Molecular and cellular basis of signalling pathways in primary nociceptive neurones

Objective



Research objectives and content
The project will investigate the cellular and molecular bases of signal transduction in primary pain-sensitive neurones (nociceptors). Sensory transduction in nociceptors is poorly understood by contrast with transduction in other sensory receptors. The project will extend our understanding of a sensory system which is in many ways different from others.
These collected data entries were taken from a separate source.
PR #2127, opened 2026-07-31
Add test to fail when an edit is only line ending style changes

### LINKED ISSUE #2126: Empty edits can be made
**Describe the bug**
Following #2119 or #2123 it is possible to save an edit that makes no changes. Previously this was impossible, and we have a test to ensure this, but the test had body_markdown containing no newlines, so did not detect that a line ending style only change is detected as a change and allows the edit.

**To Reproduce**
I've [added a test to detect an edit being accepted with only line ending style changes](https://github.com/codidact/qpixel/pull/2127) that is correctly failing due to this issue. It can be merged once a fix makes it pass.

See also [this example in production](https://meta.codidact.com/posts/296432/history#7). I caused this simply by pressing Edit under the question and pressing Save.

**Expected behavior**
An edit that contains only line ending style changes should be treated as an empty edit and rejected.

trichoplax:
Fixes #2126 

A post edit that only changes line endings will now be rejected. I've aimed to make this compatible with existing posts that may have `body_markdown` using any type of line endings, and newer posts that will have exclusively normalized `\n` (LF) line endings.

### DIFF
--- a/app/controllers/application_controller.rb
+++ b/app/controllers/application_controller.rb
@@ -446,7 +446,7 @@ class ApplicationController < ActionController::Base
   end
 
   def normalize_if_string(maybe_string)
-    return maybe_string unless maybe_string.is_a? String
+    return maybe_string unless maybe_string.is_a?(String)
 
     maybe_string.encode(maybe_string.encoding, universal_newline: true).strip
   end
--- a/app/controllers/application_controller.rb
+++ b/app/controllers/application_controller.rb
@@ -444,4 +444,12 @@ class ApplicationController < ActionController::Base
   def request_authenticity_tokens
     super << csrf_token_storage_strategy.fetch(request)
   end
+
+  def normalize_if_string(potential_string)
+    if potential_string.is_a? String
+      potential_string.encode(potential_string.encoding, universal_newline: true).strip
+    else
+      potential_string
+    end
+  end
 end
--- a/app/controllers/application_controller.rb
+++ b/app/controllers/application_controller.rb
@@ -446,10 +446,8 @@ class ApplicationController < ActionController::Base
   end
 
   def normalize_if_string(maybe_string)
-    if maybe_string.is_a? String
-      maybe_string.encode(maybe_string.encoding, universal_newline: true).strip
-    else
-      maybe_string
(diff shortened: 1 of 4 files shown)


app/controllers/posts_controller.rb
```diff
@@ -712,6 +712,14 @@ def legal_delete
 
   private
 
+  def normalize_if_string(potential_string)
```
Oaphi: Style: we already have at least one `maybe_`-prefixed param for situations like this - let's standardize on it before our approaches diverge?

Oaphi: This doesn't seem like it belongs in a controller - let's make it an application_helper - should be useful for much more than just posts

Oaphi (changes requested):

app/controllers/posts_controller.rb
```diff
@@ -712,6 +712,14 @@ def legal_delete
...
+    if potential_string.is_a? String
```
Oaphi: Let's exit early for success critera - we tend to do that with other helpers (note that the below is a typed in suggestion):

```ruby
return maybe_string unless maybe_string.is_a?(String)
```
Then it's just a matter of making the normalization logic the last line of the helper

Oaphi (changes requested):

app/controllers/application_controller.rb
```diff
@@ -444,4 +444,10 @@ def require_sudo
   def request_authenticity_tokens
     super << csrf_token_storage_strategy.fetch(request)
   end
+
+  def normalize_if_string(maybe_string)
```
Oaphi: And a final thing - let's just call it `normalize_content` or something along these lines () - `if_string` is an implementation detail. This would align the helper with Rails's naming convention: `normalize_attribute`, `normalize_path`, etc

Oaphi (changes requested):

Oaphi (approved):

Oaphi (changes requested):
Didn't realize the `normalize_if_string` -> `normalize` change is not pushed out yet, oops

Oaphi (approved):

A better understanding of the mechanisms involved in the encoding of painful stimuli will also be of benefit in the development of improved analgesics and in the treatment of chronic pain.
The principal focus will be on the intracellular signalling pathways in pain-sensitive neurones which underlie the responses to the following pain-causing (i.e. algogenic) stimuli; (i) the peptide bradykinin, which is known to be released after tissue damage. Bradykinin serves the dual function of both causing pain and of enhancing the pain caused by other stimuli. (ii) noxious heat, which has been shown by the host group to activate an inward membrane current in nociceptors. The inward current is enhanced by bradykinin in a process which involves activation of protein kinase C.
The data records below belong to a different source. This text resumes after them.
PR #2128, opened 2026-08-02
Manually exclude line ending changes from diffs

trichoplax:
It seems Diffy's `ignore_crlf` option does not work consistently so this removes its use and instead passes normalized `before` and `after` strings to Diffy, removing the need for the option.

### DIFF
--- a/app/views/post_history/_diff.html.erb
+++ b/app/views/post_history/_diff.html.erb
@@ -1,8 +1,8 @@
 <div class="diff">
   <% if before.present? && after.present? %>
     <% if before.is_a?(String) && after.is_a?(String) %>
-      <% before = post.normalize_newlines(before) %>
-      <% after = post.normalize_newlines(after) %>
+      <% before = Post.normalize_newlines(before) %>
+      <% after = Post.normalize_newlines(after) %>
       <% diff = Diffy::SplitDiff.new(before, after, format: :html) %>
       <div class="diff-section">
         <div class="diff-old is-changed raw-markdown">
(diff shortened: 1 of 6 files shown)


cellio (approved):
Tested in my dev environment and the diffs are as expected.  I tested on old posts, posts created between the normalization fix and `develop`, and a post newly created while on this branch.  Edit diffs and history diffs are aligned and highlight the expected parts, not the entire post.  Sometimes when you add a paragraph the previous one is highlighted because of the added newline; it doesn't always happen as shown in this screenshot, but this is existing behavior, not a regression.

diff screenshot

app/views/post_history/_diff.html.erb
```diff
@@ -1,7 +1,9 @@
 <div class="diff">
   <% if before.present? && after.present? %>
     <% if before.is_a?(String) && after.is_a?(String) %>
-      <% diff = Diffy::SplitDiff.new(before, after, format: :html, ignore_crlf: true) %>
+      <% before = before.encode(before.encoding, universal_newline: true).strip %>
+      <% after = after.encode(after.encoding, universal_newline: true).strip %>
```
Oaphi: At this point let's make it at least a method on the model, otherwise we are guaranteed to start diverging at some point. Ideally it should be a shared concern, but that can wait

Oaphi (changes requested):

app/views/post_history/_diff.html.erb
trichoplax: I'm very new to concerns, but I've had a go at adding a simple one. It just provides one method to be used for the validation in the post history model, and to allow this view to access it from the post model.

Oaphi (approved):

The project will use sensory neurones isolated and maintained in culture. These neurones have been shown by the host laboratory and others to duplicate in many respects the properties of pain-sensitive neurones in intact animals, and they offer a convenient and powerful method for studying the cellular and molecular bases of the pathways responsible for transducing a painful stimulus into electrical excitation of the pain-sensitive neurone and subsequently into a sensation of pain. Responses of neurones to the stimuli outlined above will be dissected using electrophysiological techniques (whole-cell patch clamp) calcium imaging using confocal microscopy, and the methods of molecular biology (transgenic animals with knockout of specific genes such as the B2 receptor and PKC isoforms which may be important in pain transduction. production of tagged proteins used to follow transduction events such as protein kinase C translocation).
Training content (objective, benefit and expected impact)
The objective is a complete understanding of an important and surprisingly poorly investigated area of sensory transduction. The applicant would like to underline the practical importance of the possible results, in particular from a therapeutic point of view. The expected benefit to the applicant, already expert in electrophysiology, is the training in new and competitive
techniques deriving from the multidisciplinary approach with which this project will be carried out. that is PCR, confocal imaging,
immunohistochemistry, in situ hybridization, use of transgenic knockout animals. cell culture etc. The applicant is expecting to take back to his home lab in Italy the knowhow deriving from the above project. Links wth industry / industrial relevance (22)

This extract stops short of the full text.